I'm going to get drunk on champagne by myself.
Oh no wait my cat's here. Thank god for a second there I sounded really sad.
Eating a girl out that was just in the ocean does not make her taste like saltwater taffy
My roommate is on the phone with one of her friends trying to figure out how she threw up IN her pants. I'm not sure whether to burst out laughing or direct her towards Plan B.
The great thing about skinny blondes is that they're all interchangeable.
I made out with a bride-to-be last night at the bar. Jesus died for our sins right?
Hey. Be honored that I consider you the genital expert. I know alot of candidates for the position.
Morning yack off the fire escape. Girl walking by was mortified. Gooooooooo Ducks!!
I want to be you.
I hate cuddling. I also hate when people breathe. Which he did, a lot. So he can go to hell.
Don't. You get on the 18 year old. I'll get on the 38 year old. Together we will bridge 2 decades of cock.
Just got a nosebleed, my period and the runs all at the same time. I'm either dying, or this is the first sign of the apocalypse. You warning you in case it's the latter.

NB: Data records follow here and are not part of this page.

PR #984, opened 2023-11-17
Add name field validation

Mehrnaz-Charkhchi:
## Description

Add validation to the name field of registration for to prevent users from using non-ascii characters. 

## Views affected
https://www.ensembl.org/Multi/Account/Register
http://wp-np2-1e:8788/Multi/Account/Register

## Possible complications
Since field type "Name" is added in this process it shouldn't affect other fields.

[ENSWEB-6907](https://www.ebi.ac.uk/panda/jira/browse/ENSWEB-6907)


htdocs/components/00_jquery_validate.js
```diff
@@ -123,11 +123,13 @@ $.extend($.validator, {
     validClass:    'valid',
     invalidClass:  'invalid',
     requiredClass: 'required',
-    trim: [ 'int', 'nonnegint', 'posint', 'float', 'nonnegfloat', 'posfloat', 'email', 'url' ],
+    trim: [ 'int', 'nonnegint', 'posint', 'float', 'nonnegfloat', 'posfloat', 'email', 'url','name','required' ],
```
azangru, line 126: You probably don't need `required` in this array?

htdocs/components/00_jquery_validate.js
```diff
@@ -123,11 +123,13 @@ $.extend($.validator, {
...
     tests: {
       'int':    new RegExp(/^[\-+]?\d+$/),
       'float':  new RegExp(/^([\-+]?)(?=\d|\.\d)\d*(\.\d*)?([Ee]([\-+]?\d+))?$/),
       password: new RegExp(/^\S{6,32}$/),
+      required: new RegExp(/(.|\s)*\S(.|\s)*/),
```
azangru, line 131: We shouldn't need this field. Tests for required fields were passing even before this PR.

htdocs/components/00_jquery_validate.js
```diff
@@ -123,11 +123,13 @@ $.extend($.validator, {
...
+      name:     new RegExp(/^[\x00-\x7F]+$/),
```
azangru, line 132: Out of interest, did you try running this against some of the names we receive in RT:

- 邮箱未激活
- 张凯强
- 回复

Mehrnaz-Charkhchi: No but I did now. It does return the proper error.

veidenberg (approved):

jyothishnt:
Hi @Mehrnaz-Charkhchi  I searched for `VALIDATION_CLASS` in the entire Ensembl organisation and did not find any place where it is used. Am I missing something?

azangru:
@jyothishnt it is used to add a class name to the form element, which is then targeted by javascript for validation.

See https://github.com/Ensembl/ensembl-webcode/blob/ac2948a8ea595e331c8a06dde69d96d3dea556b6/modules/EnsEMBL/Web/Form/Element/String.pm#L46

jyothishnt:
Aah cool. Thanks I missed that one!

jyothishnt (approved):

htdocs/components/00_jquery_validate.js
jgtate: When I add valid input values in the form on the sandbox the registration button is never enabled. There doesn't appear to be any javascript errors, and javascript seems to be working and it correctly shows an error when I include unicode. Do we know if the button will work in the live site but not in a sandbox, @Mehrnaz-Charkhchi ?

jgtate (approved):
Issue with the register button remaining greyed out is to do with the sandbox site. We'll check it on staging or test before merging to postreleasefix/111 but it looks good otherwise.

jyothishnt:
@Mehrnaz-Charkhchi Any update on this?

PR #989, opened 2023-12-04
Removing GRCh37

olaaustine:
## Requirements

## Description

[ENSVAR-4674](https://www.ebi.ac.uk/panda/jira/browse/ENSVAR-4674)

## Views affected

https://www.ensembl.org/Homo_sapiens/Location/View?r=19%3A35723836-35723836 
/modules/EnsEMBL/Web/ZMenu/Variation.pm


nakib103 (approved):
Looks good!

PR #990, opened 2023-12-12
Human patches fix

jyothishnt:
## Description

Message from Jose:
The assembly_exception table in the core database used to contain the coordinates of the patches with respect to the corresponding reference chromosome. This was because patches were represented as fake chromosomes in the genome browser. Since release 110, patches are on its own, so the assembly exceptions don’t make sense anymore and have been deleted from the database.
I am not sure about the implications of this in the context of the webcode. Perhaps the patch start should always be 1 and the patch end be the patch length in this new scenario?

Adjusting the patch start and end fixed.

## Views affected

Region comparison and Region in detail

Sandbox for testing http://wp-np2-1e.ebi.ac.uk:9000/

## Possible complications
Dont know

https://www.ebi.ac.uk/panda/jira/browse/ENSWEB-6751
https://www.ebi.ac.uk/panda/jira/browse/ENSWEB-6915
https://www.ebi.ac.uk/panda/jira/browse/ENSWEB-6887

### DIFF
--- a/modules/EnsEMBL/Draw/GlyphSet/patch_ref_alignment.pm
+++ b/modules/EnsEMBL/Draw/GlyphSet/patch_ref_alignment.pm
@@ -36,12 +36,8 @@ sub _init {
   my $join_colour   = $self->my_colour(lc $self->{'container'}->assembly_exception_type, 'join'); 
 
   if (scalar @$features) {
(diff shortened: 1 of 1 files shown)


jgtate (approved):

jmgonzmart (approved):
These changes look correct to me since there are no assembly exceptions in the core database any more. Tested in the sandbox provided by Jyo, the primary assembly mapping track is displayed correctly.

can anyone on this campus do anything sober?
So I just bought e from my sophomore home ec teacher. How's your weekend going?
Why is "Oprah of drinks" written on my arms?
You said to write it on you, after you kept saying, "You get a drink, you get a drink, everyone gets a drink."
I wrote notes to myself all over my body. "don't yell at cops again" "Cody stole your phone" "you kissed Cody" "vodka shots are bad for your liver" and "cactus pretty" WTF????